Among the entries that follow, find every line with the word "output" and list it.

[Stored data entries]
+ + + + +

PR #85, opened 2022-05-18
Mcs 1241 which side of platform

cedorman:
Return whether the agent went on the correct side of the platform or not, based on matching the side that targetSide is set to.


ThomasSchellenbergNextCentury (commented):
Please update the README with a description for this new scorecard metric. Otherwise, everything looks good to me.

scorecard/scorecard.py
```diff
@@ -820,6 +823,37 @@ def calc_tool_usage(self):
...
+                x = output['position']['x']
+                if x < 0 and target_side == 'left':
+                    self.correct_platform_side['correct_side'] = True
+                else:
+                    self.correct_platform_side['correct_side'] = False
+                if x > 0 and target_side == 'right':
+                    self.correct_platform_side['correct_side'] = True
+                else:
+                    self.correct_platform_side['correct_side'] = False
+            old_y = new_y
```
rartiss55, line 854: I realized that for support relations (which is still in review https://github.com/NextCenturyCorporation/mcs-private/pull/239) "center" is the correct side for the target. Does that need to be taken into account here? I believe the y wouldn't change in that case.

rartiss55, line 854: I realized that for support relations (which is still in review https://github.com/NextCenturyCorporation/mcs-private/pull/239) "center" is the correct side for the target. Does that need to be taken into account here? I believe the y wouldn't change in that case.

ThomasSchellenbergNextCentury: There's a separate ticket for checking the correct door in the scorecard (MCS-1244) which will be labeled with a different tag (`correctDoor`).

scorecard/README.md
```diff
@@ -153,6 +154,14 @@ object to achieve a goal.  This counts the different types of manipulation,
 inlcuding pushing, pulling, rotating, torquing, and moving. It also counts 
 the number of times that they attempted to do so and failed.
 
+#### Platform Side Correctness
+
+For several task types, Agent Identification, Spatial Elimination, Interactive 
+Object Permanence, the agent needs to move off of the platform to one side or 
+the other.  This element of the scorecard determines whether the agent moved to
+the correct side.
```
ThomasSchellenbergNextCentury, line 162: I'm recommend being a bit more descriptive, like: "For several task types that use a forced-choice paradigm with a platform bisecting the room, like Agent Identification or Spatial Elimination, ..."

ThomasSchellenbergNextCentury (approved):

rartiss55 (approved):

PR #89, opened 2022-05-25
MCS-1244 - correct_door for scorecard

rartiss55:
Used for "doorcluder" tasks to determine if correct door was chosen


scorecard/scorecard.py
```diff
@@ -287,14 +288,17 @@ def score_all(self) -> dict:
...
+        self.calc_correct_door_opened()
 
         # To be implemented
         # self.calc_attempt_impossible()
 
         return {
             'repeat_failed': self.repeat_failed,
             'attempt_impossible': self.attempt_impossible,
+            'correct_door_opened': self.correct_door_opened,
+            'correct_platform_side': self.correct_platform_side,
```
rartiss55, line 301: Made minor updates as well for the platform_side stuff done prior to this ticket, since it wasn't actually getting returned in the scorecard object.

scorecard/scorecard.py
```diff
@@ -854,6 +858,46 @@ def calc_correct_platform_side(self):
             old_y = new_y
         return self.correct_platform_side
 
+    def calc_correct_door_opened(self):
+        '''Determine if the ai agent went through the correct door'''
```
rartiss55, line 862: So I just copied the data structure used for platform_side, but do we want this simplified? Currently its something like this: 

{'correct_platform_side': {'correct_side': False})

Couldn't we just do a boolean and make it T/F/None for both?

scorecard/scorecard.py
```diff
@@ -854,6 +858,46 @@ def calc_correct_platform_side(self):
...
+
+        # Does this scene have a correctDoor? If not, return empty dict.
+        goal = self.scene.get('goal')
+        if 'sceneInfo' in goal and 'correctDoor' in goal['sceneInfo']:
+            correct_door = goal['sceneInfo']['correctDoor']
+        else:
+            return
+
+        self.correct_door_opened = defaultdict(bool)
```
rartiss55, line 871: So I just copied the structure used for platform_side, but do we want this simplified? Currently its something like this:

{'correct_platform_side': {'correct_side': False})

Couldn't we just do a boolean and make it T/F/None for both?

kdrumm:
I'm having unit test failures although I'm not sure what could have caused those.

rartiss55:
> I'm having unit test failures although I'm not sure what could have caused those.

Ah, I see them too. I made a small change and didn't rerun them -- I'll take a closer look.

scorecard/scorecard.py
```diff
@@ -854,6 +858,46 @@ def calc_correct_platform_side(self):
             old_y = new_y
         return self.correct_platform_side
 
+    def calc_correct_door_opened(self):
+        '''Determine if the ai agent went through the correct door'''
+
+        # Does this scene have a correctDoor? If not, return empty dict.
```
brianpippin, line 864: Should this return null instead of an empty dict then if we are getting rid of it returning a dictionary.

scorecard/scorecard.py
ThomasSchellenbergNextCentury: Just checking - It looks like you also updated the unit test for the platform_side - Correct? (If not, we should do that.)

scorecard/scorecard.py
ThomasSchellenbergNextCentury: I can't think of any reason why we'd want to expand this metric in the future, so I agree in simplifying the dict structure. We should probably do the same for platform_side, and check the other new metrics as well. Pinging @cedorman in case he has any concerns.

scorecard/scorecard.py
```diff
@@ -854,6 +858,46 @@ def calc_correct_platform_side(self):
...
+                    if 'shows' in obj and len(obj['shows']) > 0:
+                        door_x_pos = obj['shows'][0]['position']['x']
+                        if door_x_pos == 0 and correct_door == 'center':
+                            self.correct_door_opened['correct_door'] = True
+                        elif door_x_pos < 0 and correct_door == 'left':
+                            self.correct_door_opened['correct_door'] = True
+                        elif door_x_pos > 0 and correct_door == 'right':
+                            self.correct_door_opened['correct_door'] = True
+                        else:
+                            self.correct_door_opened['correct_door'] = False
```
ThomasSchellenbergNextCentury, line 897: Not to call you out specifically, since this happens throughout the scorecard, but I think it would be helpful to compile a list of all the assumptions we make for each metric, maybe in the docstring for each `calc_*` function. For example: door object IDs begin with door_; door positions are either position X, negative X, or zero; scene has "correctDoor" tag set to either "left", "right", or "center".

How does that sound?

scorecard/scorecard.py
rartiss55: This should return itself/None now if not initialized.

scorecard/scorecard.py
rartiss55: It looks like the other calc_* functions have better comments throughout, so I added assumptions just for doors/platform sides.

scorecard/scorecard.py
rartiss55: Yes 👍

PR #90, opened 2022-06-02
MCS-1355 - Fix ValueError for weighted_confidence

rartiss55:
In the history file, we accept the None type as well as a float for confidence/score values. When the weighted_confidence is calculated, ingest attempts cast to a float(), which was failing because of trying to convert "None". In that case, we want to just return None/null for weighted_confidence. Re-ingested and checked the UI locally with this change, didn't look like anything broke + added some unit tests as well. 

Note that this was to fix weighted_confidence, the original confidence value is left as is.

### DIFF
--- a/tests/test_mcs_history_ingest.py
+++ b/tests/test_mcs_history_ingest.py
@@ -347,16 +347,14 @@ class TestMcsHistoryIngest(unittest.TestCase):
             "goal": {
                 "sceneInfo": {
                     "tertiaryType": "spatial elimination"
-                },
-                'answer': {
-                    'choice': 'plausible'
                 }
             }
         }
 
         history_item = {
-            'category': 'passive',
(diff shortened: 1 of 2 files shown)


tests/test_mcs_history_ingest.py
```diff
@@ -347,16 +347,14 @@ def test_ignored_spatial_elimination_scenes(self):
...
-                'answer': {
-                    'choice': 'plausible'
                 }
             }
         }
 
         history_item = {
-            'category': 'passive',
-            'test_type': 'spatial elimination',
+            'category': 'interactive',
```
rartiss55, line 355: Cleaned up a previous test a bit to more accurately reflect history file contents.

brianpippin (approved):
LGTM

PR #92, opened 2022-06-13
Count the number of times the performer tried to pickup an object that is not pickupable

jaudick:
I ran human input mode with my custom scene and ran around pickup stuff up and dropping object. I also interacted with an agent and picked up its held object too. I tried picking up the same object 1 time, 2 times, or 3 times to add variation.


scorecard/scorecard.py
```diff
@@ -968,6 +974,40 @@ def get_distance_from_path(self, start_pos: Dict[str, float],position: Dict[str,
...
+        failed_objects = defaultdict(int)
+
+        for single_step in steps_list:
+            step = single_step['step']
+            action = single_step['action']
+            output = single_step['output']
+            if action == 'PickupObject':
+                return_status = output['return_status']
+                if return_status in ["SUCCESSFUL"]:
+                    obj_id = get_relevant_object(output)
```
brianpippin, line 998: You call obj_id = get_relevant_object in the if and the elif, would it make sense to just calculate it above the if statement once?

brianpippin:
The logic looks good, just worried about all the additional code that seems to be there for debugging compared to the minimal that might be needed just in the function.  Seems like all you need is the NOT_PICKUPABLE check and the +1 and it should be a very simple function.  All the obj_id stuff adds unneeded complexity I think.

scorecard/scorecard.py
```diff
@@ -968,6 +974,40 @@ def get_distance_from_path(self, start_pos: Dict[str, float],position: Dict[str,
...
-            
+    
+    def calc_pickup_not_pickupable(self):
+        ''' 
+        Determine the number of times that the performer tried to
+        pickup an object than cannot be picked up:
+        Agents, Blobs, Floors, Walls, Platforms, Platform Lips, Ramps,
+        Static objects (sofas, chairs, etc..), Tools, Walls
+        '''
+        logging.debug('Starting calculating unpickupable')
```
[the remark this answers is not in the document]
jaudick: I modeled this after `calc_open_unopenable()` that had a almost identical logic but also added additional code for logging specific id's. All of the other funcitons with `calc` appear to contain logging as well. Do you want to maintain this logging design for new scorecard checks?

scorecard/scorecard.py
jaudick: Yes that will work too

jaudick:
@brianpippin I pushed a new commit with the logging removed and more concise logic. What do you think?

ThomasSchellenbergNextCentury (approved):

brianpippin (approved):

+ + + + +

> **SOLUTION TO THIS TASK**:
+                x = output['position']['x']
+            output = single_step['output']
+                return_status = output['return_status']
+                    obj_id = get_relevant_object(output)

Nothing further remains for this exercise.